Asset manager sous LBOSprint 4 semainesIA au runtime : centrale
Contexte
Asset manager sous LBO, équipe juridique de trois personnes pour trois cents fonds gérés et environ mille cinq cents contrats actifs - LP agreements, side letters, prestations, IT, immobilier. Chaque demande métier (« quelles sont les clauses MFN sur les LP qui ont signé après 2022 ? ») mobilise un ou deux jours de recherche manuelle.

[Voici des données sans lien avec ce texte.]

PR #1567, opened 2022-10-10
Enable preview PRs for auspice.us

victorlin:

Currently, preview PRs are only created on the nextstrain.org repo. Also create them for auspice.us and add inputs to select which PRs to make. This looks like:

workflow-dispatch-ui

### Related issue(s)

_N/A_

### Testing

- [x] Checks pass
- [x] Manually triggered run is successful
- [x] Generated PRs look good

### DIFF
--- a/.github/workflows/make_pr_for_downstream_repo.yaml
+++ b/.github/workflows/make_pr_for_downstream_repo.yaml
@@ -1,8 +1,12 @@
-name: "Make PRs for Nextstrain projects which depend on Auspice"
+name: "Make PR for a repository which depends on Auspice"
 on:
-  workflow_dispatch:
+  workflow_call:
+    inputs:
+      repository:
+        required: true
+        type: string
 jobs:
-  make-pr-on-nextstrain-dot-org:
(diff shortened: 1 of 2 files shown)


jameshadfield:
Awesome! This is a great idea & the code looks good. 

GitHub actions do constantly confuse me... I think I've tested this by dispatching [this action](https://github.com/nextstrain/auspice/actions/runs/3222850824/jobs/5272343954) from this PR's branch (which I'm sure used the updated action definition, as the repo-checkboxes came up when I selected this branch and they're implemented here for the first time). I'll approve this PR when the action finishes (it's running into the `npm install` slowness I think).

La direction juridique cherche un outil interne, sans envoyer la donnée chez un éditeur tiers, conformément aux engagements LP sur la confidentialité des side letters.
Sprint
Cadrage : périmètre des contrats indexés, typologie des questions attendues, contraintes contractuelles LP (hébergement souverain France, aucune transmission tierce).
Pipeline d’ingestion : extraction structurée des contrats existants (PDF, OCR si nécessaire), découpage en sections cohérentes, indexation vectorielle avec embeddings calculés en local.
Architecture RAG : pour chaque question, recherche sémantique des passages les plus pertinents, génération de réponse par LLM avec citations obligatoires vers les contrats sources.
Interface chat interne pour l’équipe juridique : question en langage naturel, réponse synthétique et clauses citées en sidebar (cliquables pour ouvrir le contrat source à la page exacte).
Garde-fous : refus de réponse si la confiance des passages retrouvés est insuffisante, journalisation auditable de toutes les questions posées et des passages cités.
Place de l’IA
Centrale, architecture Retrieval-Augmented Generation. Recherche sémantique sur embeddings calculés en local, génération de réponse par LLM auto-hébergé sur infrastructure souveraine française. Aucune donnée contractuelle ne quitte le périmètre du commanditaire - choix structurel imposé par les engagements LP sur les side letters. Aucune réponse n’est produite sans citation des passages sources ; le modèle refuse explicitement quand les passages retrouvés sont insuffisants pour répondre.
Équipe juridique répond instantanément aux questions métier internes. Aucune donnée client transmise à un éditeur tiers. Audit trail complet des questions posées.